**Dataset**
PR #120, opened 2019-01-11
Codereview #2 of 3 (Porro) from 11 (Cervo)

thomasporro:
Hi,
I've loaded a lot of files, but the methods to review are:
-detectTextRegions and extractTextFromBitmap in ExtractTheText.java
-editBright and isBright in PreProcessing.java
I've put into the pull request also the interface so you can understand more easily the methods but they are not to be revised
Thank You


app/src/main/java/unipd/se18/ocrcamera/PreProcessing.java
```diff
@@ -0,0 +1,394 @@
...
+     * @return the image with the modified brightness
+     * @author Thomas Porro(g1), Giovanni Fasan(g1), Oscar Garrido(g1)
+     */
+    private Bitmap editBright(Bitmap image){
+        /*This variable is used to put a limit to the change of the image's brightness.
+          The value 240 is derived from the fact that in the for loop we try to modify
+          the value of all the pixels of a step, and being the maximum value = 255 (pixel's
+          color maximum value, we put the limit on 240*/
+        final int maxBrightness = 240;
+        final int step = 15;
```
NicoloCervo: Usually constant's names are in UPPER_CASE like IMAGE_TOO_BRIGHT, to make it easier to differentiate them from other variables, it should be in the style sheet

app/src/main/java/unipd/se18/ocrcamera/PreProcessing.java
```diff
@@ -0,0 +1,394 @@
...
+
+        //Converts the image into a matrix
+        Mat bright;
```
NicoloCervo: It would be beter to cal this matrix something like imageMatrix, bright doesn't tell what is stored in the variable. modifiedMat at line 249 instead tells you what the variable stores.

app/src/main/java/unipd/se18/ocrcamera/PreProcessing.java
```diff
@@ -0,0 +1,394 @@
...
+        Mat modifiedMat = new Mat();
+        switch (isBright(bright)) {
+            case IMAGE_TOO_BRIGHT:
+                Log.d(TAG, "Case==IMAGE_TOO_BRIGHT");
+                //Darkens the colour's brightness until it's in an optimal value
+                for(double changeBrightness = 0; changeBrightness != maxBrightness;
+                    changeBrightness -= step){
+                   /*This variable is used to select the type of matrix we want to abtain in the
+                      the convertTo method. If it's negative the type doesn't change*/
+                    int matrixType = -1;
```
NicoloCervo: final int MATRIX_TYPE
same for alpha at line 265
Both could be declared before the switch, no need to declare the same constant 2 times

app/src/main/java/unipd/se18/ocrcamera/PreProcessing.java
```diff
@@ -0,0 +1,394 @@
...
+                        //If the conversion failed it returns the original image
+                        try{
+                            return IPUtils.conversionMatToBitmap(modifiedMat);
+                        } catch (ConversionFailedException error){
+                            Log.e(TAG, error.getErrorMessage());
+                            return image;
+                        }
+                    }
+                }
+                break;
```
NicoloCervo: case IMAGE TOO BRIGHT and case IMAGE TOO DARK seem to contain pretty similar code, you could avoid writing it two times by using
```
while(changeBrightness != maxBrightness && != minBrightness){
    if(isBright(bright) == TOO BRIGHT){
        changeBrightness -= step;
    }
   if(isBright(bright) == TOO DARK){
        changeBrightness += step;
  }else { return IPUtils.conversionMatToBitmap(modifiedMat); }
  bright.convertTo(modifiedMat, matrixType, alpha, changeBrightness);
}
```
this is not complete, it's just to get the idea.

app/src/main/java/unipd/se18/ocrcamera/PreProcessing.java
```diff
@@ -0,0 +1,394 @@
...
+        //Changes the format of the matrix into a RGB one
+        Imgproc.cvtColor(imageMat, brightnessMat, Imgproc.COLOR_RGBA2RGB);
+
+        //Obtain 3 different matrix with the 3 elemental colors
+        List<Mat> color = new ArrayList<>();
+        Core.split(brightnessMat, color);
+
+        /*Each color is multiplied with his luminance.
+          The colors are in order RGB, so to access the che color I use the number 0, 1, 2 in order
+          For more informations see https://en.wikipedia.org/wiki/Relative_luminance*/
```
NicoloCervo, line 174: You could declare 

```
final int RED = 0
final int GREEN = 1
final int GREEN = 1
```
to make the code more readable, but the comment is as good.

maybe add 
//relative luminance = 0.2126R + 0.7152G + 0.0722B 
to the comment since it is pretty relevant to get what you do next but the link is probably enough
You could also save those numbers in constants!

app/src/main/java/unipd/se18/ocrcamera/PreProcessing.java
```diff
@@ -0,0 +1,394 @@
...
+     */
+    private BrightnessValue isBright(Mat imageMat){
+        //Converts the image into a matrix
+        Mat brightnessMat = new Mat();
+
+        //Changes the format of the matrix into a RGB one
+        Imgproc.cvtColor(imageMat, brightnessMat, Imgproc.COLOR_RGBA2RGB);
+
+        //Obtain 3 different matrix with the 3 elemental colors
+        List<Mat> color = new ArrayList<>();
```
NicoloCervo: color could be a pretty vague name, maybe something like colorComponent could be easier to comprehend

app/src/main/java/unipd/se18/ocrcamera/PreProcessing.java
```diff
@@ -0,0 +1,394 @@
...
+        //Sums the matrix of the colors into a single one
+        Mat tempLuminance = new Mat();
+        Mat totalLuminance = new Mat();
+        Core.add(redLuminance , greenLuminance , tempLuminance); //Red + Green = Temp
+        Core.add(tempLuminance , blueLuminance , totalLuminance); //Temp + Blue = Luminance
+
+        //Calculate the sum of the values of all pixels
+        Scalar sum = Core.sumElems(totalLuminance);
+
+        //Determines the image's bit
```
NicoloCervo: not sure what the image's bit is. Is it the number of bits used to represent the color of each pixel?

app/src/main/java/unipd/se18/ocrcamera/PreProcessing.java
```diff
@@ -0,0 +1,394 @@
...
+        //Calculate the percentage of the brightness
+        double brightness = sum.val[0]/((Math.pow(2,bit)-1)*brightnessMat.rows()
+                *brightnessMat.cols())*2;
+
+        Log.d(TAG, "Brightness:"+brightness);
+
+        /*Bounds to define if the image is dark or bright.
+          The values were decided on the basis of various tests*/
+        double upperBound = 0.9;
+        double lowerBound = 0.4;
```
NicoloCervo: `final double UPPER_BOUND = 0.9;`

app/src/main/java/unipd/se18/ocrcamera/ExtractTheText.java
```diff
@@ -0,0 +1,292 @@
...
+        Log.d(TAG, "Channels = "+rotatedImg.channels());
+        //Crop the resulting image
+        getRectSubPix(rotatedImg, rectSize, rectangle.center, croppedImg);
+        return croppedImg;
+    }
+
+    /**
+     * See DetectTheTextMethods.java.
+     * @author Thomas Porro(g1)
+     */
```
NicoloCervo, line 209: detectTextRegions is easily readable, i don't think it needs changes. good job!

app/src/main/java/unipd/se18/ocrcamera/ExtractTheText.java
```diff
@@ -0,0 +1,292 @@
...
+          Imgproc.getRectSubPix method*/
+        Imgproc.cvtColor(img, img, Imgproc.COLOR_BGRA2BGR);
+
+        /*For each rectangle contained in textContainer extract the rectangle and saves it
+          into a bitmap*/
+        RotatedRect rectangle;
+        while(textContainer.hasNext()){
+            rectangle = (RotatedRect)textContainer.next();
+            Mat croppedMat = crop(rectangle, img);
+            //If the conversion failed return a List with only the original image
```
NicoloCervo: In the specs it sais that if it fails it returns a list with only the full image, but doesn't it return the list of images that it succesfully cropped + the full image? You should find a way to let the methods user know when there is a failure, like writing in the specs to check if a cropped image has the same size of the original(so he knows the method failed)

NicoloCervo (commented):
The code is easy to read and well commented, I just pointed out minor adjustments, good job.

app/src/main/java/unipd/se18/ocrcamera/PreProcessing.java
```diff
@@ -0,0 +1,394 @@
...
+            case CV_8U:  bit = 8; break;
+            case CV_8S:  bit = 8; break;
+            case CV_16U: bit = 16; break;
+            case CV_16S: bit = 16; break;
+            case CV_32S: bit = 32; break;
+            case CV_32F: bit = 32; break;
+            case CV_64F: bit = 64; break;
+            default: return BrightnessValue.IMAGE_IS_OK;
+        }
+        //Calculate the percentage of the brightness
```
NicoloCervo: maybe add the formula you use in the comment to make it clearer

app/src/main/java/unipd/se18/ocrcamera/PreProcessing.java
```diff
@@ -0,0 +1,394 @@
...
+                    bright.convertTo(modifiedMat, matrixType, alpha, changeBrightness);
+
+                    //Verify if the image is good enough
+                    if(isBright(modifiedMat) == BrightnessValue.IMAGE_IS_OK){
+                        //If the conversion failed it returns the original image
+                        try{
+                            return IPUtils.conversionMatToBitmap(modifiedMat);
+                        } catch (ConversionFailedException error){
+                            Log.e(TAG, error.getErrorMessage());
+                            return image;
```
NicoloCervo: as in the other method(the cropping one) here you have no way of knowing if it failed or not from outside

app/src/main/java/unipd/se18/ocrcamera/PreProcessing.java
```diff
@@ -0,0 +1,394 @@
...
+        }
+
+        //Call the internal method isBright to detect if the image is bright or dark
+        //and change the brightness according to the number obtained
+        Mat modifiedMat = new Mat();
+        switch (isBright(bright)) {
+            case IMAGE_TOO_BRIGHT:
+                Log.d(TAG, "Case==IMAGE_TOO_BRIGHT");
+                //Darkens the colour's brightness until it's in an optimal value
+                for(double changeBrightness = 0; changeBrightness != maxBrightness;
```
NicoloCervo: THIS COULD CAUSE PROBLEMS! you should end the for if !=-maxBrightness (to be shoure i would put <=, somebody could decide to change step). As it is now it could go into an infinite loop

NicoloCervo (commented):
overall easy to read and well commented, only thing to fix is line 254 of PreProcessing

app/src/main/java/unipd/se18/ocrcamera/ExtractTheText.java
thomasporro: You're right! Maybe  throw an exception and let the user take care of it is a good idea. Let me know if you like it

app/src/main/java/unipd/se18/ocrcamera/PreProcessing.java
thomasporro: Nice advice

app/src/main/java/unipd/se18/ocrcamera/PreProcessing.java
thomasporro: Nice advice

app/src/main/java/unipd/se18/ocrcamera/PreProcessing.java
thomasporro: I will change this part in the next commit

thomasporro:
I've uploaded the changes you suggested to me. Tell me if everything is ok

thomasporro:
Btw really nice review!

NicoloCervo:
Ok everything seems ok, good job!

Did you fix the code at 3am? It says your comments are from 12h ago. If you did I must give you props for the commitment.

thomasporro:
Yes ahaha! Because of the exams and my work that was the only time of day when I had time to correct my code.
So i close this pull request. Thank your review it was very helpful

**Exercise details**
In the records above, find each line that mentions the word "Thank", and copy it.

**Task answer**
Thank You
So i close this pull request. Thank your review it was very helpful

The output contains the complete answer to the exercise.